== Your goal ==
For the entries below, report every line that includes the word "integrations".

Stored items

PR #26, opened 2021-06-10
Add StartupQueue automatically; update tests.

bsneed:
- Adds StartupQueue to the initial list of plugins.
- Adds waitUntilStarted(analytics:) to test suite.
- Modifies some tests to wait until started.

### DIFF
--- a/Sources/Segment/Settings.swift
+++ b/Sources/Segment/Settings.swift
@@ -23,7 +23,7 @@ public struct Settings: Codable {
     
     public init(from decoder: Decoder) throws {
         let values = try decoder.container(keyedBy: CodingKeys.self)
-        integrations = try? values.decode(JSON.self, forKey: CodingKeys.integrations)
+        self.integrations = try? values.decode(JSON.self, forKey: CodingKeys.integrations)
         self.plan = try? values.decode(JSON.self, forKey: CodingKeys.plan)
         self.edgeFunctions = try? values.decode(JSON.self, forKey: CodingKeys.edgeFunctions)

== Task answer ==
-        integrations = try? values.decode(JSON.self, forKey: CodingKeys.integrations)
+        self.integrations = try? values.decode(JSON.self, forKey: CodingKeys.integrations)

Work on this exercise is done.